What to do:
Each line of the entries that mentions the string "obvious" needs to be reported.

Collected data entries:
PR #10748, opened 2026-07-26
fix(shortcuts): gate Cmd/Ctrl+N folder-workspace jumps on path status

### LINKED ISSUE #10716: Cmd/Ctrl+N on a folder workspace skips the path-status gate that clicking its card enforces
Split out of #9497 / #10693 so it doesn't get lost. Credit to @Hanxcellent, who had this in the (self-closed) PR #9560.

**What happens:** `onJumpToWorktreeIndex` (`src/renderer/src/hooks/useIpcEvents.ts`) calls `activateAndRevealWorktree(visibleIds[index])` unconditionally. Since #10693, and in fact whenever the sidebar is open, that id can be a folder-workspace key (`folder:<id>`) — `getRenderedWorktreesInSidebarOrder` emits folder-workspace rows via `folderWorkspaceToWorktree`.

**This is not a crash.** I verified it: `activateAndRevealWorktree('folder:fw-1')` resolves fine (`findKnownWorktreeById`, `store/slices/worktrees.ts:687-702`, has a folder branch), sets `activeWorktreeId`/`activeWorkspaceKey`, nulls `activeRepoId`, and creates the initial terminal. Cmd+N on a folder workspace works.

**The inconsistency:** `activateAndRevealFolderWorkspace` (`worktree-activation.ts:194-206`) first runs `getFreshFolderWorkspacePathStatus` and bails with an error toast if `folderWorkspaceActivationBlocked(pathStatus)`. The plain path skips that gate entirely. So for a folder workspace whose path is **missing, unmounted, or on a disconnected host**:

- Clicking its sidebar card → error toast, activation blocked
- Pressing its Cmd/Ctrl+N number → activates silently, into a folder that isn't there

**Suggested fix** (Hanxcellent's, essentially): a small `activateWorkspaceNumberShortcut(workspaceId)` that branches on `parseWorkspaceKey` and routes `type === 'folder'` to `activateAndRevealFolderWorkspace`, mirroring `activateTabNumberShortcut`.

**Severity:** low — needs a folder workspace *and* a broken path *and* the number shortcut. Filing rather than fixing inline to keep #10693 to a single reviewable concern.

*Found during a bug-bash triage sweep; not a maintainer verdict.*

vansh2408:
## Summary

Pressing Cmd/Ctrl+1–9 on a folder-workspace sidebar slot now enforces the same path-status gate as clicking its card. Previously the number shortcut activated the workspace unconditionally, so a folder workspace whose path is missing,
unmounted, or on a disconnected SSH host activated silently into a folder that isn't there; clicking the same card correctly blocked with an error toast.

The `onJumpToWorktreeIndex` handler now routes through a new `activateWorkspaceNumberShortcut(workspaceId)` that branches on `parseWorkspaceKey` — `folder:` keys go through the guarded `activateAndRevealFolderWorkspace`, everything else through `activateAndRevealWorktree` — mirroring `activateWorktreeFromSidebar` and the nav-history activator.

Fixes #10716. Credit to @Hanxcellent, whose self-closed #9560 contained this fix.

## Screenshots

No visual change - the blocked case reuses the existing path-status error toast
already shown by the sidebar click path.

## Testing

- [x] `pnpm lint`
- [x] `pnpm typecheck`
- [x] `pnpm test`
- [x] `pnpm build`

## AI Review Report

- **Key-parsing asymmetry:** the folder path takes the stripped `folderWorkspaceId` while the worktree path takes the raw key — verified against `activateAndRevealFolderWorkspace`'s lookup of `state.folderWorkspaces` by raw id and the two existing dispatch sites, which use the identical shape.
- **Behavior parity:** the shortcut keeps default sidebar-reveal behavior (unlike the click path's `revealInSidebar: false`) because the shortcut can fire with the sidebar closed; `parseWorkspaceKey` returning `null` for plain
  worktree ids falls through to the generic path, preserving prior behavior for all non-folder targets.
- **Cross-platform (macOS/Linux/Windows):** explicitly checked. The change is downstream of the `onJumpToWorktreeIndex` IPC event — shortcut registration (`CmdOrCtrl` accelerators), labels, and key handling are untouched, so Cmd+N on macOS and Ctrl+N on Linux/Windows route identically. No paths, no shell invocation, no Electron platform branches. The SSH case is the point of the fix: the gate blocks folder workspaces on disconnected SSH hosts. Folder workspaces and git worktrees are both handled per AGENTS.md.

## Security Audit

- **Input handling:** `workspaceId` comes from the internally computed rendered sidebar order, not user-typed input; `parseWorkspaceKey` is plain prefix parsing with no regex or injection surface.
- **No command execution, filesystem, or path handling** added; no auth, secrets, or dependency changes.
- **IPC:** no new channels or handlers — the existing `onJumpToWorktreeIndex` listener's behavior is narrowed, not widened.
- **Net effect is fail-closed:** the change adds a gate, removing the ability to activate a workspace whose backing path is unavailable. No follow-up needed.

## Notes

Call out any platform-specific behavior, risks, or follow-up work.


vansh2408:
**Re: the Docstring Coverage warning** - this is CodeRabbit's default advisory threshold reacting to a small diff (2 eligible functions, 1 documented). The documented one is the new exported `activateWorkspaceNumberShortcut`, which carries the non-obvious constraint (mixed worktree-id / folder:-key input). The undocumented one is an anonymous test mock / inline callback; adding a docstring there would just restate the obvious, which `AGENTS.md` ("concise, non-obvious comments only") asks us to avoid. Leaving it as is - happy to add one if reviewers prefer.

OrcaWin:
Reviewed with an independent reproduction — including a live-app check of Orca opening a terminal into a directory I had just deleted. The bug is real and the gate is the right fix. Two things needed rework, both pushed to this branch.

**1. The tests did not exercise the fix.** `workspace-number-shortcut.test.ts` mocks `@/lib/worktree-activation` — the module whose folder branch *is* the fix — so it only asserted that a new wrapper forwards to a mock. I reverted the `useIpcEvents` wiring (restoring the exact original bug) with your tests still in place, and they passed 2/2. Replaced with a suite that drives the real activator against a real store, adds the missing-path and disconnected-SSH cases, adds darwin/win32/linux chord assertions, and pins the handler's call site so the wiring cannot silently regress.

**2. The fix duplicated code it already imported.** `worktree-activation.ts` already contained this exact worktree-vs-folder dispatch inline as the nav-history activator; the new module was a byte-identical copy, making it the 4th instance of the pattern. I exported the existing one as `activateAndRevealWorkspace` and pointed both the nav activator and the number shortcut at it. Net result is 2 files changed instead of a new module — the diff got smaller.

**Cross-platform (AGENTS.md):** clean. No `metaKey` is hardcoded; the binding is `Mod+1`, resolving to meta on darwin and control elsewhere, now asserted with a negative case for win32. Both AGENTS.md-flagged scenarios — folder workspace and disconnected SSH — verified blocking in the running app.

**Perf:** the guard is a synchronous in-memory cache read, not IPC or a `stat`, so no blocking work is added to the keystroke path.

Validation: typecheck exit 0, oxlint exit 0, 3516 tests passing across the touched trees.

Good catch on the underlying inconsistency — the click path enforcing a gate the shortcut skipped is exactly the kind of asymmetry that's easy to miss.

PR #10781, opened 2026-07-26
perf(git): read both diff blobs concurrently

nwparker:
## Summary

The file-diff loaders in `src/main/git/status.ts` awaited their two blob reads **in series**, so the second `git show` could not start until the first had fully returned. The two reads are independent, so that serialization was pure added latency on every diff the review panel opens.

Four call sites now issue both reads concurrently:

- `loadBranchDiff` — merge-base vs HEAD
- `loadCommitDiff` — parent vs commit (a root commit has no parent to read, so that side resolves without a spawn)
- `loadDiff` staged — HEAD vs index
- `loadDiff` unstaged — the left chain vs the working-tree read

## ELI5

To show you a diff, Orca has to fetch two versions of the file: the "before" and the "after". Each fetch launches a separate `git` process.

It was asking for the before, waiting for the whole thing to come back, and only *then* asking for the after — like ordering a coffee, waiting for it, and only then ordering the tea. The two orders have nothing to do with each other. Now it places both at once and waits for whichever finishes last. **Roughly twice as fast, for every diff you open.**

## Screenshots

No visual change.

`node config/scripts/git-diff-blob-concurrency-benchmark.mjs` (new) — spawns the **real `git` binary** against this repo, so it measures actual process-launch cost rather than a model of it:

```
iterations=10 warmup=3 head=b168f6f10
                      file   sequential   concurrent   speedup      saved
                 status.ts      46.8 ms      24.3 ms     1.93x    22.5 ms
    agent-hook-listener.ts      47.0 ms      23.6 ms     2.00x    23.5 ms
              TaskPage.tsx      49.2 ms      26.1 ms     1.89x    23.1 ms
```

**~23 ms saved per diff opened.** The saving is dominated by process launch rather than file size, which is why it holds roughly constant across a 1,500-line and a 12,000-line file. The benchmark asserts both paths return identical bytes before timing, and skips any path that does not exist on both sides of the checkout.

**Scope note, stated honestly:** over SSH each diff is a *single* relay RPC (`SshGitProvider.getBranchDiff` / `getCommitDiff` / `getDiff` each issue one `mux.request`), and the two spawns run host-local inside the relay. So this halves **remote-host spawn time**, not network round trips. It is not an SSH latency fix and I don't want it read as one.

## Proof of zero regression

**Error semantics are provably unchanged.** I checked before touching anything: `readGitBlobAtOidPath`, `readGitBlobAtIndexPath`, `readUnstagedLeftBlob`, and `readWorkingTreeFile` all catch internally and return a result object — none of them reject. So `Promise.all`'s fail-fast behaviour cannot differ from sequential `await`, and the surrounding `try`/`catch` fallback is reached in exactly the same cases as before.

**One data dependency was deliberately left sequential.** `readUnstagedLeftBlob` chains index → HEAD (it only reads HEAD when the index blob is absent), so its two steps *cannot* be parallelized. That chain stays as-is; only the independent working-tree read runs alongside it. Parallelizing that would have been a correctness bug, and it's the one place in this diff where the obvious transform is wrong.

**A test caught a real behavioural change**, which is the part worth reviewing:

`coalesces concurrent identical staged diff reads while in flight` failed with *"expected 1 call, got 2"*. That test asserted the **sequential shape** — one spawn, wait for it to resolve, then the second — which is an implementation detail, not the contract. The contract is coalescing: eight identical concurrent reads must collapse to two spawns, one per side, not sixteen.

I updated the test to assert that contract instead, and then **verified it still catches a broken coalescer**: bypassing `gitDiffReadDedupe` entirely makes it fail. So the dedupe guarantee is still pinned, and the test now also pins that both sides are issued concurrently.

- [x] `pnpm lint`
- [x] `pnpm typecheck`
- [x] `pnpm test` — **601/601** in `src/main/git/`; full suite 4 failures / 36,927, all pre-existing (below)
- [x] Added a re-runnable benchmark; updated the one test whose assumption the change invalidated

`pnpm test` is already red on `main`. This run's failures are `agent-exec-handler.test.ts` ×2 (assert against the machine's real `process.env`) and `terminal-history-incremental-restore.test.ts` ×2. All four are known members of the load-flaky pool this series has been tracking — the daemon test passes **16/16 in isolation** and imports nothing from `git/status`. Across seven full-suite runs, two consecutive runs on *unmodified* `main` produced different failure sets, which is what establishes the pool as pre-existing rather than change-induced.

**2 review loops: independent dependency/error audit and final risk review. Final verdict: ship.**

Found by the discovery sweep (ranked #2 of 35 candidates), then verified and measured independently before implementation. The riskiest parts — error semantics and the index→HEAD dependency — were checked by reading each callee rather than assumed.

Reviewer attention is most useful on **the changed test**: I claim the sequential-shape assertion was incidental and the coalescing assertion is the real contract. If that reading is wrong, this needs rethinking.

## AI Review Report

Risks reviewed:

- **Fail-fast divergence.** `Promise.all` rejects on first rejection; sequential `await` would have thrown at the same point. Moot here since no callee rejects — verified by reading all four.
- **Partial-state on error.** The staged branch previously assigned `originalContent` before the right-side read, so a throw between them left the left side populated. Restructuring puts both assignments after the join; since neither read rejects, this is unreachable, but the shape is now explicit rather than accidental.
- **Concurrency against the in-flight dedupe.** `getDiff` registers with `gitDiffReadDedupe` synchronously before any await, so coalescing is unaffected by what happens inside `loadDiff` — confirmed by the test still failing when the dedupe is bypassed.
- **Doubling concurrent git spawns.** Two spawns per diff instead of one-at-a-time. Diffs are opened per user action, not in a loop, and the existing in-flight dedupe already prevents identical concurrent reads from multiplying.

Cross-platform: no path handling changed. The existing `filePath.replace(/\\/g, '/')` normalization for Git's `<oid>:<path>` syntax on Windows is untouched. Works identically for local, WSL, SSH, and remote-runtime hosts, and for folder workspaces as well as git worktrees. No new Git subcommand or option is used — same `git show` invocations as before, so the Git 2.25 baseline is unaffected. Provider-agnostic: this is plumbing beneath any GitHub/GitLab distinction.

## Security Audit

No new input handling, command execution, path handling, auth, secrets, or IPC surface. The same `git show --end-of-options <oid>:<path>` commands run with the same arguments and the same `MAX_GIT_SHOW_BYTES` buffer cap — only their scheduling changed. `--end-of-options` is preserved, so a filename resembling a Git option still cannot be misparsed. No dependency changes.

### DIFF
--- a/config/scripts/git-diff-blob-concurrency-benchmark.mjs
+++ b/config/scripts/git-diff-blob-concurrency-benchmark.mjs
@@ -15,14 +15,14 @@ import { performance } from 'node:perf_hooks'
 import { fileURLToPath } from 'node:url'
 
 const REPO_ROOT = fileURLToPath(new URL('../..', import.meta.url))
-const ITERATIONS = Number.parseInt(process.env.ORCA_DIFF_BLOB_BENCH_ITERATIONS ?? '10', 10)
-const WARMUP = Number.parseInt(process.env.ORCA_DIFF_BLOB_BENCH_WARMUP ?? '3', 10)
+const ITERATIONS = Number(process.env.ORCA_DIFF_BLOB_BENCH_ITERATIONS ?? '10')
+const WARMUP = Number(process.env.ORCA_DIFF_BLOB_BENCH_WARMUP ?? '3')
 
 for (const [name, value] of [
   ['ORCA_DIFF_BLOB_BENCH_ITERATIONS', ITERATIONS],
   ['ORCA_DIFF_BLOB_BENCH_WARMUP', WARMUP]
 ]) {
-  if (!Number.isInteger(value) || value <= 0) {
+  if (!Number.isSafeInteger(value) || value <= 0) {
     throw new Error(`${name} must be a positive integer, received ${value}`)
   }
 }
@@ -51,15 +51,32 @@ async function readConcurrent(leftRef, rightRef, filePath) {
   return left.length + right.length
 }
 
-async function measure(fn, leftRef, rightRef, filePath) {
+// Why interleaved: running one strategy's whole batch before the other's lets
+// cache warming, CPU-frequency drift, and background load correlate with the
+// strategy being measured. Alternating per iteration and taking medians keeps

Solved problem:
**Re: the Docstring Coverage warning** - this is CodeRabbit's default advisory threshold reacting to a small diff (2 eligible functions, 1 documented). The documented one is the new exported `activateWorkspaceNumberShortcut`, which carries the non-obvious constraint (mixed worktree-id / folder:-key input). The undocumented one is an anonymous test mock / inline callback; adding a docstring there would just restate the obvious, which `AGENTS.md` ("concise, non-obvious comments only") asks us to avoid. Leaving it as is - happy to add one if reviewers prefer.
**One data dependency was deliberately left sequential.** `readUnstagedLeftBlob` chains index → HEAD (it only reads HEAD when the index blob is absent), so its two steps *cannot* be parallelized. That chain stays as-is; only the independent working-tree read runs alongside it. Parallelizing that would have been a correctness bug, and it's the one place in this diff where the obvious transform is wrong.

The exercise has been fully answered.